Simulaban desatención pero a su mirada clavada en el vacío no escapaba la
menor cosa: índole del visitante, cualquier bulto sospechoso en las ropas (era
inconcebible que alguien atentase contra Horus, pero, por las dudas), comida y
todo tipo de frasquitos. Más de uno de estos soldados tuvo problemas, pues su
excesiva diligencia llegó a molestar a muchos dignatarios. Pero a ellos no les
importaba en absoluto; sabían que contaban con el apoyo del Faraón. Sus
funciones eran ésas: proteger a Kheops aun a costa del disgusto de todos.

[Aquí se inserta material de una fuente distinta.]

PR #16189, opened 2020-12-16
Migrate to Circle CI

willdurand:
That will be awesome once it's ready.


willdurand:
As I mentioned on slack, there is no cache yet because I am not sure what to cache. It seems fast enough to me (faster than travis).

diox:
The autograph and elasticsearch steps seem rather slow, and have this at the end:
> Build was canceled

Any idea what's up with that ?

willdurand:
> Any idea what's up with that ?

They last for the duration of the job. At the end of the job, circle kills the containers, hence the "build was canceled". It's the same for all services.

diox:
Ah, confusing, but I get it.

diox:
Follow-up task for later: GitHub seems to order the jobs in the workflow alphabetically by name. Also, since it displays all of them, and CircleCI seems faster, maybe we should 1) Redispatch the tests to limit to 6 jobs to avoid scrolling and 2) Change their names to add a prefix to fix the ordering.

.circleci/config.yml
```diff
@@ -1,7 +1,321 @@
+# These environment variables must be set in CircleCI UI
+#
+# DOCKERHUB_REPO - docker hub repo, format: <username>/<repo>
+# DOCKER_USER - Login user for docker hub
+# DOCKER_PASS - Login password for docker hub user
```
diox, line 5: So when the jobs say `Warning: No authentication provided, using CircleCI credentials for pulls from Docker Hub.`, it means they are using our credentials, but that they were set up in CircleCI ?

willdurand:
> Follow-up task for later: GitHub seems to order the jobs in the workflow alphabetically by name. Also, since it displays all of them, and CircleCI seems faster, maybe we should 1) Redispatch the tests to limit to 6 jobs to avoid scrolling and 2) Change their names to add a prefix to fix the ordering.

One question about the order: does it matter? I kept the same order as before because I copied the travis config. I thought about sorting the toxenvs but I forgot, otherwise I think it would have been sorted alphabetically as well :D

.circleci/config.yml
```diff
@@ -1,7 +1,321 @@
...
+    #
+    #               The autograph configuration ends here.
+    #
+    ###########################################################################
+
+  defaults: &defaults
+    working_directory: ~/addons-server
+    docker:
+      # This is the python version we run in production.
+      - image: circleci/python:3.8
```
diox, line 282: Should we be using the so-called "next-gen" images instead ? See https://circleci.com/docs/2.0/circleci-images/ - there should be one for `python`, `redis` and `mysql` at least.

.circleci/config.yml
```diff
@@ -1,7 +1,321 @@
...
+      # services, we also need autograph, which is started in the `test` job
+      # because we need to pass a configuration file to it and it's not
+      # possible in this section.
+      #
+      # Most settings below should be kept in sync with `docker-compose.yml`.
+      - image: redis:2.8
+      - image: memcached:1.4
+      - image: mysql:8.0
+        # This is needed to avoid an error with an authentication plugin.
+        command: --default-authentication-plugin=mysql_native_password
```
diox, line 293: Mmm that is surprising. Are we using the right MySQL client libs in CircleCI ?

.circleci/config.yml
```diff
@@ -1,7 +1,321 @@
...
+        environment:
+          # Disable all xpack related features to avoid unrelated logging in
+          # docker logs. https://github.com/mozilla/addons-server/issues/8887
+          xpack.security.enabled: false
+          xpack.monitoring.enabled: false
+          xpack.graph.enabled: false
+          xpack.watcher.enabled: false
+          discovery.type: single-node
+          cluster.name: default-cluster
+          ES_JAVA_OPTS: -Xms256m -Xmx256m
```
diox, line 307: Travis had a different set of options but I guess being closer to our local env setup is better, as long as we have enough resources on the host.

.circleci/config.yml
```diff
@@ -27,34 +341,93 @@ commands:
...
+          command: dockerize -wait tcp://localhost:11211 -timeout 1m
+      - run:
+          name: Wait for elasticsearch
+          command: dockerize -wait tcp://localhost:9200 -timeout 1m
+      - run: pip install tox
+      - run: pip install --no-deps -r requirements/ci_base.txt
+      - run:
+          command: tox -e << parameters.toxenv >>
+          environment:
+            RUNNING_IN_CI: True
```
diox, line 387: Do we have anything that still depends on this ? Maybe we can remove it.

.circleci/config.yml
```diff
@@ -27,34 +341,93 @@ commands:
...
+          name: Wait for mysql
+          command: dockerize -wait tcp://localhost:3306 -timeout 1m
+      - run:
+          name: Wait for memcached
+          command: dockerize -wait tcp://localhost:11211 -timeout 1m
+      - run:
+          name: Wait for elasticsearch
+          command: dockerize -wait tcp://localhost:9200 -timeout 1m
+      - run: pip install tox
+      - run: pip install --no-deps -r requirements/ci_base.txt
```
diox, line 383: Do we need to keep `tox` and `ci_base` separated ? I think we did that because `tox` was already installed on travis or something

.circleci/config.yml
willdurand: These credentials are used for pushing the generated docker images in the `release-*` jobs. We don't need to provide our own credentials for pulling because Circle is allowed to pull lots of images by Docker.

.circleci/config.yml
willdurand: it's still referenced in our code:

```
rg RUNNING_IN_CI
src/olympia/amo/search.py
29:    if os.environ.get('RUNNING_IN_CI'):
```

.circleci/config.yml
willdurand: I think we can remove the `pip install tox` step and keep `ci_base`.

.circleci/config.yml
willdurand: I don't see `cimg` for redis or mysql so I think using the official docker ones should be good enough. I'll switch to `cimg/python`, though.

.circleci/config.yml
willdurand: I am not sure. It's using whatever is the default on Ubuntu I guess.

.circleci/config.yml
diox: I think it should be useless - it's just to set up some fake auth ?

.circleci/config.yml
diox: That's a problem, we specifically updated the MySQL client libs to use MySQL's in our image. We were also installing them in travis (See `before_install` first line).

.circleci/config.yml
willdurand: lets see if removing it does anything

.circleci/config.yml
diox: Ah, yeah. Still for `redis` and `mysql` I was wondering if using circleci ones would give us better chance of having it cached

willdurand: I used the `circleci` image for `mysql`, there is no `redis:2.8`

.circleci/config.yml
willdurand: fixed

.circleci/config.yml
```diff
@@ -1,7 +1,319 @@
...
+            duration: 26298h
+          # RSA key gen is slow and CPU intensive, so we can optionally
+          # pregenerate and cache keys with a worker pool
+          rsacacheconfig:
+            numkeys: 25
+            numgenerators: 2
+            generatorsleepduration: 1m
+            fetchtimeout: 100ms
+            statssamplerate: 1m
+          certificate: |
```
muffinresearch, line 165: Would there be a way to reference these as external files?

willdurand: no

willdurand:
As discussed on slack, I added a custom command for `checkout` that passes `--depth` to `git`. It is configured with `1` for `clone` and `10` for `fetch` as seen in existing orbs (I guess those are the common/default values then?).

scripts/autograph_travis_test_config.yaml
```diff
@@ -1,254 +0,0 @@
-# Note: Most of the configuration here got copied from
-# https://github.com/mozilla-services/autograph/blob/master/autograph.yaml
-
```
diox, line 3: This file is used by `docker-compose.yml` for `autograph` on local envs as well, I don't think it should be removed (ideally it would be included by circle somehow but as you mentioned that doesn't seem to be possible). It should be renamed though.

willdurand: awww, sorry about that. The name was misleading and I probably grep'ed the wrong filename later.

diox (approved):
r+ once you fix the autograph file for local envs. Nice job!

.circleci/config.yml
```diff
@@ -27,34 +341,163 @@ commands:
             docker build -t app:build -f << parameters.dockerfile >> --label git.commit="$CIRCLE_SHA1" .
             docker tag app:build "${DOCKERHUB_REPO}":<< parameters.image_tag >>
             docker push "${DOCKERHUB_REPO}":<< parameters.image_tag >>
+
+  better_checkout:
+    description: circle ci checkout step on steroids
```
muffinresearch, line 346: 🤣

PR #16196, opened 2020-12-17
Sync users with basket when they are banned

### LINKED ISSUE #16188: Banning a user isn't reflected in Salesforce
When we delete a user normally (they delete their account on AMO or via FxA) we trigger a sync with Basket which updates the data in Salesforce.

It doesn't happen when a user is banned, because it happens in bulk bypassing post save signals. So we need to manually add the sync trigger.

diox:
Also avoids queuing the task needlessly while the waffle is off and reduce logging 

Fixes #16188


diox:
(Forgot to add a test proving banning actually syncs the banned users, I'll add that)

willdurand (approved):

PR #16200, opened 2020-12-18
Fix checkout command

willdurand:


src/olympia/core/tests/test_certifi.py
```diff
@@ -2,8 +2,6 @@
 import pytest
 import requests
 
-from cryptography.hazmat.backends.openssl.backend import backend
```
diox, line 5: Ah yeah that's me, sorry about that, thought I had fixed that and merged without re-running the codestyle job since I knew it would fail once rebased with circleci

diox (approved):

PR #16202, opened 2020-12-18
Handle forks in better_checkout command

willdurand:


diox (approved):
:+1:  checkout appears to be correct now, `HEAD is now at 87600ab Handle forks in better_checkout command`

Hasta probaban la comida, invadiendo la jurisdicción del Probador Real, sustentados
en la tesis de que en el trayecto de la cocina hasta la Boca de Horus algún
plato podía sufrir una metamorfosis. Esto obligaba al Probador a gustar las
viandas por segunda vez, en el interior de la cámara regia, a fin de salvar su
dignidad y quedarse con la última palabra (o el último bocado, si se
prefiere). Eran, en verdad, fastidiosísimos y los hombres más odiados de
Egipto. Cada tanto, para satisfacer a un dignatario herido, el Faraón los
amonestaba severamente, a punto tal que en la siguiente oportunidad... hacían
lo mismo. De aquí que se hizo proverbio la siguiente frase: «Las órdenes del
Faraón se cumplen en todo Egipto, salvo entre sus cuatro guardias». Cierto, y
porque el propio Rey no lo deseaba, deberíamos agregar. Esta tetrarquía de
fanáticos adoraba a Kheops y hubiesen dado sus vidas por él muy gustosos. Pero
en realidad no eran cuatro, tal como suponía el odio unificador de la gente
(nadie recuerda la cara de un guardia), sino dieciséis. Un mero instante de
reflexión les hubiese permitido concluir que a esos hombres los relevaban cada
tanto. Había cuatro turnos y dieciséis guardianes; esto sí: siempre los mismos
y de un fanatismo idéntico. Sólo eran indulgentes con Cetes, el astrólogo,
desde que curó a uno de ellos de cierta peligrosa oftalmia que amenazaba con
dejarlo ciego.
«Tienes un
ojo enfermo», había dicho Cetes de improviso al que, como de costumbre, lo
revisaba con mil ceremonias y rituales. El soldado vaciló: «¿Por qué enfermo?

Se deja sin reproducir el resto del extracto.